Start of THE DATA

Issue #3194, opened 2020-06-26
[Component] Additional Information Page


joanofdart:
link to [main issue](https://github.com/blockframes/blockframes/issues/2956)

## Points to consider
- [ ] Data matches their type.
- [ ] Component can be reused
- [ ] Reuse sub-components that correlate to their given purpose.

## Sub-components

**_chips-autocomplete_**
**_static-select_**
**_movie-form-input_** => Related to #3170
**_mat-slide-toggle_**
**_mat-datepicker_**

## Implement Component

_Release_

- [ ] **Input Name:** Country
  - [ ] **Data Model:** salesInfo.originalRelease.country
      - [ ] **Component:** chips-autocomplete 

- [ ] **Input Name:** Release media
  - [ ] **Data Model:** salesInfo.originalRelease.media
      - [ ] **Component:** static-select

- [ ] **Input Name:** Date
  - [ ] **Data Model:** salesInfo.originalRelease.date
      - [ ] **Component:** mat-datepicker

_Box Office_

- [ ] **Input Name:** Country
  - [ ] **Data Model:** budget.boxOffice.territory
      - [ ] **Component:** chips-autocomplete

- [ ] **Input Name:** Metrics
  - [ ] **Data Model:** budget.boxOffice.unit
      - [ ] **Component:** static-select

- [ ] **Input Name:** Earnings
  - [ ] **Data Model:** budget.boxOffice.value
      - [ ] **Component:** movie-form-input

_Rating_

- [ ] **Input Name:** Rating
  - [ ] **Data Model:** salesInfo.rating.value
      - [ ] **Component:** movie-form-input

- [ ] **Input Name:** Country
  - [ ] **Data Model:** salesInfo.rating.country
      - [ ] **Component:** chips-autocomplete

_Qualifications_

- [ ] **Input Name:** Qualifications
  - [ ] **Data Model:** salesInfo.certifications
      - [ ] **Component:** mat-slide-toggle

## Description

- name: movie-form-additional-information
- lib/app: libs/movie/src/lib/movie/form/additional-information

## Type
- [ ] **Layout**: _Structure a page with content projection (ex: MovieView)._
- [ ] **Page**: _Loaded by the router. Usually used in an app (ex: CatalogDashboardMovieView)._
- [ ] **Component**: _Structure a piece of data in the page (ex: MovieTable)._
- [ ] **Display**: _Render data in a page. Can use a component-type (ex: MovieMain, MovieBudget)._
[...]

PR #3425, opened 2020-08-11
APP-3194 Additional Info Page done

joanofdart:
Related to #3194

### DIFF
--- a/libs/movie/src/lib/movie/pages/additional-information/additional-information.component.html
+++ b/libs/movie/src/lib/movie/pages/additional-information/additional-information.component.html
@@ -24,14 +24,14 @@
           <button mat-mini-fab color="warn" (click)="originalRelease.removeAt(i)" aria-label="Remove a Release">
             <mat-icon svgIcon="trash"></mat-icon>
           </button>
-          <span class="mat-caption">Delete a Release</span>
+          <span>Delete a Release</span>
         </footer>
       </article>
       <footer fxLayout="column" fxLayoutAlign="center center">
         <button mat-mini-fab color="primary" (click)="originalRelease.add()" aria-label="Add a Release">
           <mat-icon svgIcon="add"></mat-icon>
         </button>
-        <span class="mat-caption">Add a Release</span>
+        <span>Add a Release</span>
       </footer>
     </section>
 
@@ -89,7 +89,7 @@
           </mat-button-toggle>
         </ng-container>
       </mat-button-toggle-group>
-      <p class="mat-caption">Select all that apply</p>
+      <p>Select all that apply</p>
     </section >
 
 
--- a/libs/movie/src/lib/movie/pages/additional-information/additional-information.component.html
+++ b/libs/movie/src/lib/movie/pages/additional-information/additional-information.component.html
@@ -1,0 +1,97 @@
+<tunnel-page>
+  <h1 subtitle>Additional Information</h1>
+  <ng-container tunnel-form>
+    <section id="release">
+      <h3>Release</h3>
+      <article *ngFor="let control of originalRelease.controls; let i = index; let last = last">
+        <div fxLayout fxLayoutGap="24px">
+          <chips-autocomplete [form]="control.get('country')" model="TERRITORIES" placeholder="Type and Select a Country" fxFlex></chips-autocomplete>
+
+          <static-select [control]="control.get('media')" scope="MEDIAS" label="Role" label="Select Release Media" fxFlex></static-select>
+        </div>
+
+        <mat-form-field appearance="outline">
+          <mat-label>Release Date</mat-label>
+          <input matInput [formControl]="control.get('date')" [matDatepicker]="datePicker" placeholder="YYYY/MM/DD">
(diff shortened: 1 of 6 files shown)


libs/movie/src/lib/movie/pages/additional-information/additional-information.component.html
```diff
@@ -0,0 +1,97 @@
...
+            <mat-icon svgIcon="trash"></mat-icon>
+          </button>
+          <span class="mat-caption">Delete a Release</span>
+        </footer>
+      </article>
+      <footer fxLayout="column" fxLayoutAlign="center center">
+        <button mat-mini-fab color="primary" (click)="originalRelease.add()" aria-label="Add a Release">
+          <mat-icon svgIcon="add"></mat-icon>
+        </button>
+        <span class="mat-caption">Add a Release</span>
```
fritzschoff, line 34: @GrandSchtroumpf this bothers me big time, since a while. The html `caption` doesn't have the styling of the `mat-caption` class. Would be much cleaner html to just use the `caption` html tag and have the styling you want, and not adding an extra class to that!

libs/movie/src/lib/movie/pages/additional-information/additional-information.component.html
```diff
@@ -0,0 +1,97 @@
...
+        </div>
+
+        <mat-form-field appearance="outline">
+          <mat-label>Earnings</mat-label>
+          <input test-id="earnings" matInput type="number" [formControl]="control.get('value')" min="0">
+          <mat-error *ngIf="control.get('value').hasError('min')">
+            Only positive values are accepted.
+          </mat-error>
+          <span *ngIf="units[i] === '$'" matPrefix>{{ units[i] }}&nbsp;</span>
+          <span *ngIf="units[i] !== '$'" matSuffix>&nbsp;{{ units[i] }}</span>
```
fritzschoff, line 63: maybe use `; else notDollar` then you don't need to repeat yourself

libs/movie/src/lib/movie/pages/additional-information/additional-information.component.ts
```diff
@@ -0,0 +1,55 @@
+import { Component, ChangeDetectionStrategy, OnInit } from '@angular/core';
```
fritzschoff, line 1: I'm really glad that I got a brave colleague that sorts the import just like me, if you want you can do it in the component as well. 
But I can understand if you think that is just a bit too much of an overhead.

libs/movie/src/lib/movie/pages/additional-information/additional-information.module.ts
```diff
@@ -0,0 +1,64 @@
...
+import { MovieFormStoryModule } from '@blockframes/movie/form/story/story.module';
+import { MovieFormKeywordsModule } from '@blockframes/movie/form/promotional-description/keywords/keywords.module';
+
+// Blockframes UI
+import { TunnelPageModule } from '@blockframes/ui/tunnel';
+import { StaticSelectModule } from '@blockframes/ui/static-autocomplete/select/static-select.module';
+import { ChipsAutocompleteModule } from '@blockframes/ui/static-autocomplete/chips/chips-autocomplete.module';
+
+import { MovieFormAdditionalInformationComponent } from './additional-information.component';
+import { FlexLayoutModule } from '@angular/flex-layout';
```
fritzschoff, line 25: if you want, move it up to the corresponding section

libs/movie/src/lib/movie/pages/additional-information/additional-information.component.html
joanofdart: Actually I just copy/pasted this x) so that might be something I need to remove

libs/movie/src/lib/movie/pages/additional-information/additional-information.component.html
joanofdart: Still you have to add another block below with the else template.

libs/movie/src/lib/movie/pages/additional-information/additional-information.component.ts
joanofdart: <3 I actually forgot to sort some, let me fix that!

libs/movie/src/lib/movie/pages/additional-information/additional-information.module.ts
joanofdart: Yup, this one was the one I was talking about above lol

libs/movie/src/lib/movie/pages/additional-information/additional-information.component.html
joanofdart: Ahh I see what you're talking about. We'll have to modify these on every page then.

libs/movie/src/lib/movie/pages/additional-information/additional-information.component.html
fritzschoff: Sure. It was not about saving a line, it is more like that JavaScript is a high abstract language and with that, you almost can create human readable sentences. But this is really the cherry on top and it is not a big game changer, just wanted to mark it.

End of THE DATA

TASK ITEM: Word for word, restate the lines of the data above that fall between the line holding "- [ ] **Data Model:** salesInfo.rating.value" and the line holding "- [ ] **Layout**: _Structure", inclusive, and no other lines.

RESULT FOR THIS TASK:
  - [ ] **Data Model:** salesInfo.rating.value
      - [ ] **Component:** movie-form-input

- [ ] **Input Name:** Country
  - [ ] **Data Model:** salesInfo.rating.country
      - [ ] **Component:** chips-autocomplete

_Qualifications_

- [ ] **Input Name:** Qualifications
  - [ ] **Data Model:** salesInfo.certifications
      - [ ] **Component:** mat-slide-toggle

## Description

- name: movie-form-additional-information
- lib/app: libs/movie/src/lib/movie/form/additional-information

## Type
- [ ] **Layout**: _Structure a page with content projection (ex: MovieView)._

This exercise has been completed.